Para Natália Fingerman, o primeiro mito envolve o chamado 'land-grabbing': a aquisição de terras por meios ilegais ou ilegítimos. "Não existe nenhuma terra que tenha sido negociada durante o processo do ProSavana", afirma, explicando que "se vier a acontecer algum negócio, acontecerá no futuro, algo assim nunca aconteceu. Algumas empresas já estão lá, sim, mas já lá estavam por outros motivos".
Segundo a pesquisadora, o ProSavana era para ser uma cópia do Programa de Desenvolvimento no Cerrado, mas está a ser alterado para se adequar à realidade Moçambicana. "Isso é algo hoje reconhecido, que o ProSavana não pode ser igual a esse programa", começa por explicar Natália Fingerman, adiantando que se trata de "uma coisa diferente".
ProSavana não é causa de conflitos, diz investigadora
"Os agricultores moçambicanos vêem a terra de uma forma diferente, há a questão da densidade populacional que existe no corredor de Nacala, que é muito diferente daquela que existia no cerrado brasileiro.
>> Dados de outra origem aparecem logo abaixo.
PR #368, opened 2018-06-01
Remove VALID match type from P4Runtime

### LINKED ISSUE #367: Remove valid match type from p4info & p4runtime
As decided at the 5/30/2018 P4 API WG meeting.

antoninbas:
We remove the VALID match type from p4runtime.proto and
p4info.proto. The valid match type does not exist in P4_16, which means
that the p4c compiler never produces a VALID match type in P4Info even
for P4_14 programs, since all P4_14 programs are converted to P4_16
before P4Info is generated.

While the change is not backward-compatible since we are deleting
Protobuf fields, it should not impact existing Protobuf binaries that do
not use VALID, as it does not affect other Protobuf fields (we did not
change any of the Protobuf integer field values).

The VALID match type is preserved in the PI implementation for now, to
ensure backward-compatibility with the bmv2 JSON produced by the legacy
compiler (p4c-bm).

Fixes #367

### DIFF
--- a/proto/frontend/src/device_mgr.cpp
+++ b/proto/frontend/src/device_mgr.cpp
@@ -639,10 +639,11 @@ class DeviceMgrImp {
       switch (finfo->match_type) {
         case PI_P4INFO_MATCH_TYPE_VALID:
           {
-            auto valid = mf->mutable_valid();
+            auto exact = mf->mutable_exact();
             bool value;
             mk_reader.get_valid(finfo->mf_id, &value);
-            valid->set_value(value);
+            exact->set_value(
+                value ? std::string("\x01", 1) : std::string("\x00", 1));
           }
           break;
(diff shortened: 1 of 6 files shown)


antoninbas:
@teverman this should match what we agreed on by email

proto/frontend/src/device_mgr.cpp
```diff
@@ -639,10 +639,11 @@ class DeviceMgrImp {
       switch (finfo->match_type) {
         case PI_P4INFO_MATCH_TYPE_VALID:
           {
-            auto valid = mf->mutable_valid();
+            auto exact = mf->mutable_exact();
```
teverman: Can you add some comments?  I assume this is for backward compatibility, bit it would help to clarify.

antoninbas: @teverman Done. PTAL.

Por isso, apesar de ele ter sido inspirado na proposta do Programa de Desenvolvimento no Cerrado - está a desenvolver uma ampla região, num período de longo prazo, de fortalecimento das instituições internas - reconhece-se que não poderá ser algo idêntico", afirma a investigadora.
O terceiro mito criado em torno do ProSavana, segundo Natália Fingerman, é a questão dos conflitos de terra. A pesquisadora acha precipitado dizer que os conflitos de terra que aconteceram no projeto desenvolvido no Cerrado brasileiro vão acontecer em Moçambique, uma vez que "existem conflitos de terra no corredor de Nacala, mas não estão relacionados com o ProSavana, porque este é um projeto muito novo".
"É necessário que a sociedade civil e os próprios agricultores locais tenham uma visão crítica para evitar conflitos e para saberem lidar com eles. Não se pode dizer que já existem cobnflitos ou que os conflitos brasileiros estejam a ser exportados".